Handel ist Wandel. Getreu diesem Sprichwort verändert sich Berlins Wirtschaft permanent. „Berlin gehört längst zu den dynamischen Wirtschaftsregionen in Europa“, heißt es auf dem Hauptstadtportal Berlin.de. Traditionelle Industrie- und mittelständische Unternehmen sowie eine Vielzahle junger Start-ups tummeln sich in der Stadt und sorgen für eine florierende Wirtschaft. Einzelhandelsmakler Stephan Grube sieht einen besonderen Vorteil des Gewerbestandorts Berlin: „Im Vergleich zu anderen europäischen Metropolen ist Berlin günstig.“ Wegen der sicheren politischen Lage sehen zum Beispiel Investoren aus den USA, Russland und Griechenland in der Gewerbe-Szene Berlins eine sichere Geldanlage.
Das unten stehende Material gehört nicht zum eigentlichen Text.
PR #1652, opened 2016-12-29
Bump of specificity of googima controlbar

pajong:
This had less specificity than inactive, so controlbar was being hidden when inactive.
JW7-3740

### DIFF
--- a/src/css/flags/ads.less
+++ b/src/css/flags/ads.less
@@ -78,7 +78,7 @@
 
 }
 
-.jwplayer.jw-flag-ads-googleima {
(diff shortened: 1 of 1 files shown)


src/css/flags/ads.less
```diff
@@ -78,7 +78,7 @@
 
 }
 
-.jwplayer.jw-flag-ads-googleima {
+.jwplayer.jw-flag-ads.jw-flag-ads-googleima {
```
egreaves: This results in controls being shown all the time for googima ads instead of when `vpaidcontrols === true`.

PR #1656, opened 2016-12-30
Improve time slider above background gradient. #3753

madikarizma:
* Remove gradient from controls element
* Apply gradient to controlbar element
* Fixes captions, ads, and any other displays appearing above the time slider in time slider above move from being covered by gradient background

Fixes #
JW7-3753

### DIFF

Mehr Shoppingcenter. Eine Herausforderung für die Gewerbe-Szene sieht Grube in der Zunahme der Shoppingmalls: „Es gibt 170 Standorte, an denen Berliner und Touristen einkaufen. 65 davon sind Shoppingcenter. Die Zahl steigt unaufhörlich.“ Neue Projekte wie das Shoppingquartier am Leipziger Platz und die Schultheiss-Brauerei an der Turm-, Ecke Stromstraße freuen Konsumenten. Den bisherigen Anziehungspunkten bereiten sie Sorgen. „Besonders die Mall am Leipziger Platz erhöht den Druck auf Einkaufsmeilen wie die Potsdamer Platz Arkaden, das Alexa, die Friedrichstraße oder die City West“, sagt Grube. Nach Meinung des Einhandelsmaklers werde der Leipziger Platz in Zukunft der primäre Anziehungspunkt für Berliner und Touristen sein. Die Zunahme der Shoppingcenter könnte auch das Schrumpfen der Einzelhandelslagen bedingen. Ein Einkaufszentrum wirkt wie ein Magnet, um den sich Einzelhändler konzentrieren. Ein Beispiel ist laut Grube das Einkaufszentrum an der Bahnhofstraße in Köpenick. Dort sei der Einzelhandel um die Shoppingmall herum deutlich verringert – Filialen und Handelsketten hätten die kleinen Händler verdrängt. Grube: „Wichtig ist ein ausgewogener Mix aus kleinen Einzelhändlern und Filialen. Die Einzelhändler müssen versuchen, ihre Nische zu finden.“

Einzelhandel im Wandel. Die Zahl der Einwohner und Touristen steigt. Beides bedingt den Anstieg der Kaufkraft. Davon profitiert der Einzelhandel. „Die tendenziell bessere wirtschaftliche Lage in der Stadt wirkt erst einmal stabilisierend“, sagt Werner Sauer von Sauer-Gewerbeimmobilien. Die leerstehenden Straßenzüge, in denen einst das Geschäft florierte, sind dennoch nicht wegzureden. „Eine Verödung von Einkaufsstraßen ist nicht erfreulich“, sagt Sauer. Ein Aussterben des Gewerbebereichs befürchtet er nicht: „Der Einzelhandel verändert sich ständig. Beispielhaft dafür ist die Einführung der Selbstbedienung in den 1960er Jahren, die Ausweitung der Verkaufsflächen in den letzten 50 Jahren und die Entwicklung großer Shoppingcenter in den letzten 30 Jahren.“ Neben den Malls gibt es eine weitere Herausforderung für die Einzelhändler: Allerorts geraten sie durch den zunehmenden Onlinehandel unter Druck. Das bestätigt Einzelhandelsmakler Grube: „Besonders die Bereiche Bücher und Schuhe leiden.“ Laut der Industrie- und Handelskammer (IHK) Berlin belegen Bekleidung, Textilien, Schuhe und Bücher, Bild- und Tonträger die ersten beiden Plätze der umsatzstärksten Warengruppen.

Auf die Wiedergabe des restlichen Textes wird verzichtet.